Preface mentions that another book is planned dealing with the other three kinds of social power: scientific, financial, and consumptive-economic organizational power.

The book introduces 3 concepts, proposed as advances in ecological theory:

At the micro-level: Ecological Self-Interest

“A people’s self-interest is additionally geographically specific and protective of a particular geography, leading to an environmental proxy based politics where human health, ecological, and economic externalities from ecological degradation are effected in human political pressures.”

“Citizen feedback is always in and from particular geographic spaces and human-environmental contexts.”

At the meso-level: Ecological Tyranny

"Environmental degradation is created by formal illegitimacy of existing democratic institutions because current, corrupt, gatekept, states are far more the facilitators of environmental degradation and human immiseration through it instead of being feedback mechanisms against environmental degradation and reduction of suffering.

Any gatekeeping by informal political parties against sustainable politics is an ecological tyranny.

An ecological tyranny represses all environmental feedback from citizens by ongoing unrepresentative state policies trying to demote regional/personal attempts to reduce externalities created."


At the Macro-level: Ecological Contract

Quote: “The bioregional state is a formal facilitation framework that checks and balances against informal corruptions and informal gatekeeping in formal democratic states, when informal parties attempt to repress instead of represent the politics of particular geographically situated citizens that want to influence state development by removing human, ecological, and economic externalities they are experiencing.”

Rousseau’s Social Contract to Post-Rousseau “Ecological Contract”

Past: Rousseau/Enlightenment era ideas of a mere Social Contract: the purpose of democratic states rely on a mutual agreement between citizens to obey the government and government’s duty to protect citizens and make decisions based on the common good or “general will,” instead of only work for elites.

Present and Future: Ecological-era ideas of an Ecological Contract are developing: state has equal responsibility to protect people and ecologies simultaneously for the improvement and betterment of both, instead of only maintain abstract equal social rights or only protect polluters."

The false sense is that the state is only a ‘social’ organization; the bioregional state is a developmental organization and political feedback mechanism for making developmentalism democratic and sustainable.

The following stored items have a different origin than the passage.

PR #3011, opened 2022-02-03
Issue 44408: Updates for deactivated users

labkey-susanh:
#### Rationale
If users have become deactivated, we want to log them out when they make requests and not honor their credentials.


api/src/org/labkey/api/websocket/BrowserEndpoint.java
```diff
@@ -75,6 +75,11 @@ public void modifyHandshake(ServerEndpointConfig config, HandshakeRequest reques
         {
             HttpSession httpSession = (HttpSession) request.getHttpSession();
             User user = SecurityManager.getSessionUser(httpSession);
+            if (user != null && !user.isActive())
+            {
+                httpSession.invalidate();
+                user = null;
+            }
```
labkey-adam: Is this and the `NotificationEndpoint` change necessary? This just gets called at HTTP upgrade time... doesn't AuthFilter handle the inactive user before upgrade occurs?

Why not push the active user check into `SecurityManager.getSessionUser()` (returning null for inactive)? Seemed like a good chokepoint to avoid duplication and future mistakes.

labkey-susanh: Isn't this used for WebSocket notifications?  it may not be totally necessary, but probably we want to shut those down quickly too.

I tried putting this in `SecurityManager.getSessionUser`, but since I have only the session there and not the request, and the request can be of different types from these different callers, I can't call `SecurityManager.logoutUser`, which seems the cleanest thing to do for `HttpServletRequests`.   Moving the handling into the three distinct callers and letting them do the most natural thing seemed the next best answer.

labkey-adam: Yes, we use WebSockets for notifications and ideally we'd shut down these connections. But my _assumption_ is that `modifyHandshake()` gets called only at the point the socket is established... which I believe always begins with a normal HTTP request that then gets upgraded (and is subject to the inactive user check in that mode). But I know almost nothing about WebSockets... would be good for @labkey-matthewb and @cnathe to take a look, since they've worked with WS much more than I.

I would be in favor of pushing the inactive check into `SecurityManager.getSessionUser()` for consistency, even if it means separate method signatures to handle the different invalidation steps each request type.

As I said in standup, I think what's here addresses the key issue, so these changes aren't required.

cnathe: I did some testing of this locally. I pulled down this fb and commented out these changes in `BrowserEndpoint.java` and `NotificationEndpoint.java` and I get the expected behavior for a user that is logged in and viewing LKS or one of the apps and then is deactivated while they are logged in. In that case, the next time they make an API call or do a page load, the code change in `SecurityManager.java` calls `logoutUser` and the websocket listener in their case then sees that event and puts up the "you have been logged out" modal. So I don't think these changes are necessary (though likely not hurting anything).

As Adam mentioned, I believe that `modifyHandshake` is only called on the page load. So if a user was already sitting on a page or in the app when they were deactivated, this wouldn't get called for an API call they make.

labkey-susanh: Yes, if the user interacts with the app, they will make an HttpServletRequest and hit the other code.  Modifications in the other classes were for the presumed case of WebSocket listening (e.g., for Job updates) when the user does not need to interact with the browser to get additional info.  Definitely an edge case, and I don't know how to test that well.

All that said, I don't have a strong opinion here. @labkey-adam since you seem to have the strongest opinion, I'll make two signatures for `getSessionUser` as you suggest.

api/src/org/labkey/api/security/SecurityManager.java
```diff
@@ -483,10 +506,15 @@ public static User getSessionUser(HttpSession session)
...
-        User sessionUser = getSessionUser(session);
+        User sessionUser = getSessionUser(request);
 
         if (null != sessionUser)
         {
+            if (!sessionUser.isActive())
+            {
+                SecurityManager.logoutUser(request, sessionUser, null);
+                return null;
+            }
```
labkey-adam: This block is no longer necessary, right?

api/src/org/labkey/api/websocket/BrowserEndpoint.java
labkey-adam: What, me, opinions?? Thanks @labkey-susanh  and @cnathe .

labkey-adam (approved):
I think one code block can be removed, but no need for re-review

PR #3015, opened 2022-02-04
Lists: improve support for cross-folder lists

labkey-nicka:
#### Rationale
This PR addresses a few inconsistencies that came about with #3001 with regards to cross-folder support for lists. The main thing is that when creating or importing a list definition we will now only resolve against lists within the target folder. This restores the behavior where a user could define a list with the same name in a subfolder.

States are always situated within particular ecologies or across particular ecologies.

Nothing called an abstract or individualized citizen in practice: citizenship and its politics are historically bioregional/watershed-based.

A people’s self-interest is additionally geographically specific and protective of a particular geography, leading to an “environmental proxy” based politics where human health, ecological, and economic externalities from ecological degradation are effected in human political pressure.

An environmental proxy based politics is part of the human condition, instead of a novelty of the 20th~21th century. It has only been expressed through other discourses and manners in the past with ideas/techniques available. (A theme in book Ecological Revolution (2009), reviewed later.)

“Affirmative institutions” are ones designed jurisdictionally to be ecologically aware and facilitative of the particularities of environmental proxy politics.